Multihop knowledge with LangChain

Key Observations:

  • There were significant drifts in the performance of both GPT-4 and GPT-3.5 over time when using the LangChain HotpotQA Agent.
  • GPT-4’s exact match rate improved from 1.2% in March to 37.8% in June, while GPT-3.5’s performance decreased by about 9% from March to June.
  • The changes in performance are attributed to the poor prompt stability, where the models failed to produce answers in the specific format required by the LangChain agent, leading to parsing errors.

This instability and failure to follow prompt formats indicate challenges in integrating LLMs into larger, real-world application pipelines and highlight the brittleness of current prompting methods amidst the evolving capabilities of LLMs.


5. Generating Code

In this code generation tasks, the evaluation is done specifically using problems from the “easy” category of LeetCode.

Generating Code

Key findings include:

  • There was a significant drop in the number of directly executable code generations by both GPT-4 and GPT-3.5 from March to June, with GPT-4’s executable code dropping from over 50% to 10%.
  • Both models showed a slight increase in verbosity in their code generations.
  • The decline in directly executable code is partly attributed to the models adding non-code text in their outputs, such as markdown formatting tags (‘’python) and additional comments, which made the code non-executable.
  • Despite the formatting issues, the correctness of the code itself improved after removing non-code text, as evaluated by the LeetCode online judge.
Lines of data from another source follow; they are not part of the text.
PR #80, opened 2018-07-26
Update to latest GB master

hypest:
Update to the currently latest Gutenberg master branch.

Changes:
* Using the @wordpress/blocks packages now, and directly from src
* For some reason, Flow doesn't like pointing to the root of the blocks
package (while it's not complaining for the same reason for the
`element` package). Having the flow config pointing inside the `src` dir
of the package now.
* Need to expose `window.Node` for a couple of its constants. Using
jsdom's definitions for that.
* Code block needs a css class defined (wp-block-code) in the innerHTML
for validation to succeed

### DIFF
--- a/.flowconfig
+++ b/.flowconfig
@@ -85,6 +85,7 @@ munge_underscores=true
 
 module.name_mapper='^[./a-zA-Z0-9$_-]+\.\(bmp\|gif\|jpg\|jpeg\|png\|psd\|svg\|webp\|m4v\|mov\|mp4\|mpeg\|mpg\|webm\|aac\|aiff\|caf\|m4a\|mp3\|wav\|html\|pdf\)$' -> 'RelativeImageStub'
 module.name_mapper='@gutenberg' -> '<PROJECT_ROOT>/gutenberg'
+module.name_mapper='@wordpress/blocks' -> '<PROJECT_ROOT>/gutenberg/packages/blocks/src'
 module.name_mapper='@wordpress/data' -> '<PROJECT_ROOT>/gutenberg/packages/data'
 module.name_mapper='@wordpress/element' -> '<PROJECT_ROOT>/gutenberg/packages/element'
 module.name_mapper='@wordpress/deprecated' -> '<PROJECT_ROOT>/gutenberg/packages/deprecated'
--- a/package.json
+++ b/package.json
@@ -8,6 +8,7 @@
   },
   "devDependencies": {
     "@wordpress/babel-preset-default": "^1.1.2",
+    "@wordpress/block-serialization-spec-parser": "^1.0.0",
     "babel-eslint": "^8.2.2",
     "babel-plugin-react-native-classname-to-style": "^1.2.1",
     "babel-plugin-react-native-platform-specific-extensions": "^1.0.1",
@@ -61,6 +62,7 @@
   },
   "dependencies": {
     "@wordpress/autop": "^1.0.6",
+    "@wordpress/compose": "^1.0.1",
     "@wordpress/deprecated": "^1.0.0-alpha.2",
     "@wordpress/hooks": "^1.2.1",
     "@wordpress/i18n": "^1.1.0",
--- a/src/globals.js
+++ b/src/globals.js
@@ -2,6 +2,7 @@
 
 import { createElement } from '@wordpress/element';
 import jsdom from 'jsdom-jscore';
+import jsdomLevel1Core from 'jsdom-jscore/lib/jsdom/level1/core';
 
 global.wp = {
 	element: {
@@ -18,3 +19,7 @@ doc.implementation.createHTMLDocument = function( html ) {
 
 // `hpq` depends on `document` be available globally
 global.document = doc;
+
+if ( ! global.window.Node ) {
+	global.window.Node = jsdomLevel1Core.dom.level1.core.Node;
+}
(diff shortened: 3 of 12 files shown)


.flowconfig
```diff
@@ -85,6 +85,7 @@ munge_underscores=true
 
 module.name_mapper='^[./a-zA-Z0-9$_-]+\.\(bmp\|gif\|jpg\|jpeg\|png\|psd\|svg\|webp\|m4v\|mov\|mp4\|mpeg\|mpg\|webm\|aac\|aiff\|caf\|m4a\|mp3\|wav\|html\|pdf\)$' -> 'RelativeImageStub'
 module.name_mapper='@gutenberg' -> '<PROJECT_ROOT>/gutenberg'
+module.name_mapper='@wordpress/blocks' -> '<PROJECT_ROOT>/gutenberg/packages/blocks/src'
```
mzorz: I'm actually not sure we should name this `@wordpress` as blocks are actually `@gutenberg`'s. As a result of this observation we may also consider how other mappers are called, which I'm not sure of, but for Gutenberg blocks it sounds like it's definitely `@gutenberg`, wdyt?

Also, may I ask why do we set this here in Flow, and is not set in the module mapper plugin in `.babelrc` to indicate an alias? That's how I'd approached it, and would like to learn if that's a feasible path or not, and why this would be preferred, if the question first of all makes sense (i.e. can Flow be used for the same thing?)

package.json
```diff
@@ -8,6 +8,7 @@
   },
   "devDependencies": {
     "@wordpress/babel-preset-default": "^1.1.2",
+    "@wordpress/block-serialization-spec-parser": "^1.0.0",
```
mzorz: I couldn't realize this was needed. May I ask, even if it's a trivial question, how you come to know this needs to be set as a dependency?

package.json
```diff
@@ -61,6 +62,7 @@
   },
   "dependencies": {
     "@wordpress/autop": "^1.0.6",
+    "@wordpress/compose": "^1.0.1",
```
mzorz, line 65: why is this included as a dependency here, but then is [denylisted here](https://github.com/wordpress-mobile/gutenberg-mobile/pull/80/files#diff-41fdc10e1b5862877e4afa7e9176ee09R16)?

src/globals.js
```diff
@@ -18,3 +19,7 @@ doc.implementation.createHTMLDocument = function( html ) {
 
 // `hpq` depends on `document` be available globally
 global.document = doc;
+
+if ( ! global.window.Node ) {
```
mzorz: Ah! question, does defining this in this way fix the red screen I got saying `undefined is not an object (evaluating '_window$Node.TEXT_NODE')`?

.flowconfig
hypest: >I'm actually not sure we should name this @wordpress as blocks are actually @gutenberg's.

The package is actually called like that ([see its package definition here](https://github.com/WordPress/gutenberg/blob/master/packages/blocks/package.json#L2)) so, it makes sense to keep its original name.

> why do we set this here in Flow, and is not set in the module mapper plugin in .babelrc to indicate an alias

It's not an alias as far as the build pipeline is concerned. For Metro, `@wordpress/blocks` is a normal package and tries its best to resolve it. Metro being the smart tool it is, it actually _discovers_ the package automagically inside the `gutenberg/packages` folder.

We gradually have moved away from having to define aliases in Babel as the Gutenberg code has been npm-package-ized more and more. Previously, we had to "mock" those packages to mimic what Webpack is doing on the Gutenberg build side. But nowadays, the published Gutenberg packages can be easily picked up by Metro without alias tricks. Some packages (namely, the `editor` package` is still not published to NPM and that's why it's practically the only alias we have left in Babel.

But, `Flow` is not as smart as Metro. We need to give more direct instructions to Flow to go find the packages.

While on the subject, `Jest` (our testing tool) is also not as smart as Metro and that's why we have similar aliases in its `jest.config.js` file.

mzorz: Thanks for the detailed explanation about moving away from module resolver. I wonder why that wouldn't work then off the shelve for me (automagically as you say) when working on a similar PR in https://github.com/wordpress-mobile/gutenberg-mobile/tree/update/use-latest-gb-master

package.json
hypest: Ah, that crops up when you try to run the tests actually. If you try without the dep you'll notice Jest complaining. Haven't investigated why it happens only on the testing pipeline though.

package.json
hypest: OK, so, Metro being the smart tool it is, it actually tries to resolve the packages by looking in the local filesystem. So, when you _do_ want to use the remote package from NPM you need to denylist the local package dir.

src/globals.js
hypest: Yes! So, turns out that recent Gutenberg changes exposed the need for those constants from `window.Node` that were previously handled from `dom-react` and our `jsdom-core` dep. But yeah, with the changes we apparently need to manually add the support.

.flowconfig
mzorz: > While on the subject, Jest (our testing tool) is also not as smart as Metro and that's why we have similar aliases in its jest.config.js file

Thanks for pointing this out as well, brings useful insight

src/globals.js
mzorz: excellent, thanks for this clarification!

PR #81, opened 2018-07-26
Introduce paragraph block and RichText component for mobile

daniloercoli:
<del>This PR is branched on the top of #80 "Update to latest GB master", so don't merge this before.</del>

Pretty simple PR in this repository:
- Changed the demo app that now loads & parses valid Paragraph blocks from HTML code.
- Use an updated version of GB hash that added support for:
-- RichText component on mobile (still need to optimize it a little bit better)
-- Add a Paragraph block for mobile

Most of the work was done in a separate branch/PR in the Gutenberg repository here:
https://github.com/WordPress/gutenberg/tree/rnmobile/port-para-block-use-latest-gb-master-july

iOS: No errors, but para blocks are empty.

PR #82, opened 2018-07-26
iOS: Aztec fully wired (v1).

diegoreymendez:
This PR wraps up the initial wiring of Aztec to `gutenberg-mobile`.  It wires Aztec's content to our JavaScript state.

Closes #73.

### Details:

This PR also introduces some changes to how we store `eventCount` in our JS code.

According to https://facebook.github.io/react-native/docs/state:

```text
There are two types of data that control a component: props and state. props
are set by the parent and they are fixed throughout the lifetime of a
component. For data that is going to change, we have to use state.
```

Since `eventCount` was being changed throughout the lifetime of the Aztec TextView component, moving it to `state` made the most sense to adhere to the documentation cited above.

Storing it as a `prop` (that's what I understand we were doing before) was causing issues on iOS's side of the code.  When switching the editor to HTML mode and back, the `eventCount` was being persisted needlessly.  By removing it we were able to simplify the TextView refresh logic considerably.

### Testing:

- Make sure that you can type normally in the Aztec view.
- Switch to HTML and make sure the source code looks good.
- Switch back to visual and make sure the state wasn't lost.'

### Development tests:

✅ Tested in iOS
✅ Tested in Android (had some trouble initially to get the app running, but it was solved by resetting the cache).

### DIFF
--- a/src/block-management/block-holder.js
+++ b/src/block-management/block-holder.js
@@ -77,16 +77,18 @@ export default class BlockHolder extends React.Component<PropsType, StateType> {
 						styles[ 'aztec-editor' ],
 						{ minHeight: Math.max( _minHeight, this.state.aztecHeight ) },
 					] }
-					text={ { text: this.props.attributes.content, eventCount: this.props.attributes.eventCount } }
+					text={ { text: this.props.attributes.content, eventCount: this.state.eventCount } }
 					onContentSizeChange={ ( event ) => {
 						this.setState( { ...this.state, aztecHeight: event.nativeEvent.contentSize.height } );
 					} }
 					onChange={ ( event ) => {
 						console.log(event.nativeEvent.text),
+
+						this.setState( { ...this.state, eventCount: event.nativeEvent.eventCount } )
+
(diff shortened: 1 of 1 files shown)


diegoreymendez:
Merged the latest from master into this PR and resolved the conflicts.

daniloercoli:
Is this PR still relevant in the light of #81 being merged soon?

diegoreymendez:
@daniloercoli - Once #81 is merged I can update this one (I'd say let's try to do it in order to be fair with the earlier PRs).

But it includes changes to `block-holder.js` that I need merged.

hypest:
👋 @diegoreymendez , can you expand the PR description with some info on the `eventCount` related changes? I think I see 3 distinct changes (becoming optional, keeping it in the state vs the props and removing it from the call to `props.onChange()`. Thanks!

diegoreymendez:
@hypest - Done.

diegoreymendez:
PS: the first change is not making it optional (it already was).  What the first change does is actually "register" it as a `StateType` property.

PR #84, opened 2018-07-26
Fixes an issue in package.json.

### LINKED ISSUE #83: Issues with cross-env package when running 'yarn clean'.
### Description:

When running `yarn clean` I'm seeing this error:

```text
/bin/sh: cross-env: command not found
error Command failed with exit code 127.
info Visit https://yarnpkg.com/en/docs/cli/run for documentation about this command.
```

### Details:

It seems the `cross-env` package is properly defined as a dev dependency..

```bash
[diego@MonsterMac ~/Developer/gutenberg-mobile] cat package.json | grep "cross-env"
    "cross-env": "^5.1.4",
```

...properly resolved by yarn...

```bash
[diego@MonsterMac ~/Developer/gutenberg-mobile] cat yarn.lock | grep "cross-env"
cross-env@^5.1.4:
  resolved "https://registry.yarnpkg.com/cross-env/-/cross-env-5.2.0.tgz#6ecd4c015d5773e614039ee529076669b9d126f2"
```

...and properly installed in `node_modules`...

```bash
[diego@MonsterMac ~/Developer/gutenberg-mobile] cd node_modules/
[diego@MonsterMac ~/Developer/gutenberg-mobile/node_modules] ls -al | grep "cross-env"
drwxr-xr-x    8 diego  staff     256 Jul 26 12:57 cross-env
```

It would seem like the issue is that whatever alias should be created to be able to execute `cross-env` by just using its name is missing.

diegoreymendez:
### Description:

Fixes #83.

This PR resolves a problem that was causing unrelated commands to be executed when we were doing `yarn clean`.

This PR also reorganizes the script structure a bit to make it much easier to maintain in the future.

This PR also cleans the haste cache, as recommended by RN for some issues:

```
To resolve try the following:
  1. Clear watchman watches: `watchman watch-del-all`.
  2. Delete the `node_modules` folder: `rm -rf node_modules && npm install`.
  3. Reset Metro Bundler cache: `rm -rf /tmp/metro-bundler-cache-*` or `npm start -- --reset-cache`.  4. Remove haste cache: `rm -rf /tmp/haste-map-react-native-packager-*`.
```

### Details:

The culprit behind our issues was that at some point in time, our `yarn test` command was changed (probably broken too since it currently doesn't make much sense), so when running `yarn clean`, a `yarn test --clearCache` that was intended to be mapped to `jest --clearCache` wasn't properly resolved.

This PR doesn't fix our `yarn test` command, but instead maps the cleaning procedures directly to `jest`, in order to make our cleaning procedure much more resilient to the local scripts changing.

This PR also moves the `yarn clean:node` command to the last position, when doing `yarn clean`.  The reason is that some of the other cleaning commands use the binaries that exist within the `node_modules` directory (for example `yarn jest --clearCache`).

### Testing:

Run `yarn clean` and make sure that the error reported in #83 is gone.
Also make sure that the clean procedure steps are the expected ones (there shouldn't be unrelated test steps being run).

Run `yarn clean:install`, execute the App and make sure all is fine.


diegoreymendez:
@hypest, @daniloercoli - This is now ready for review.

mzorz:
Tested, works as instructed - LGTM :shipit:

The overall trend indicates a decline in adherence to the formatting instructions provided, which raises concerns about the reliability of using LLMs for generating code within larger software pipelines.


6. Visual Reasoning

Visual reasoning might be the only task that GPT has improved over the time. The task is to create a output grid corresponding to an input grid, based solely on a few similar examples. The Figure gives one example query from ARC. To show the visual objects to LLM services, we represent the input and output grids by 2-D arrays, where the value of each element denotes the color. The dataset contains 467 samples of LLM services that fits in all services context window.

Visual Reasoning using GPT


Conclusion

It is still not public why ChatGPT’s performance has dropped, but “AI drift” might be the reason. This behavior is extremely dangerous, while we think of running the whole company using AI agents, if it decides not to perform according to its original behavior then imagine the catastrophic damage that AI can cause us.

That’s the reason why it is important that model developers constantly monitor the performance of LLM and check its deviation from its original behavior. Methods and techniques performed in this paper can be a good starting point to quantify model drift.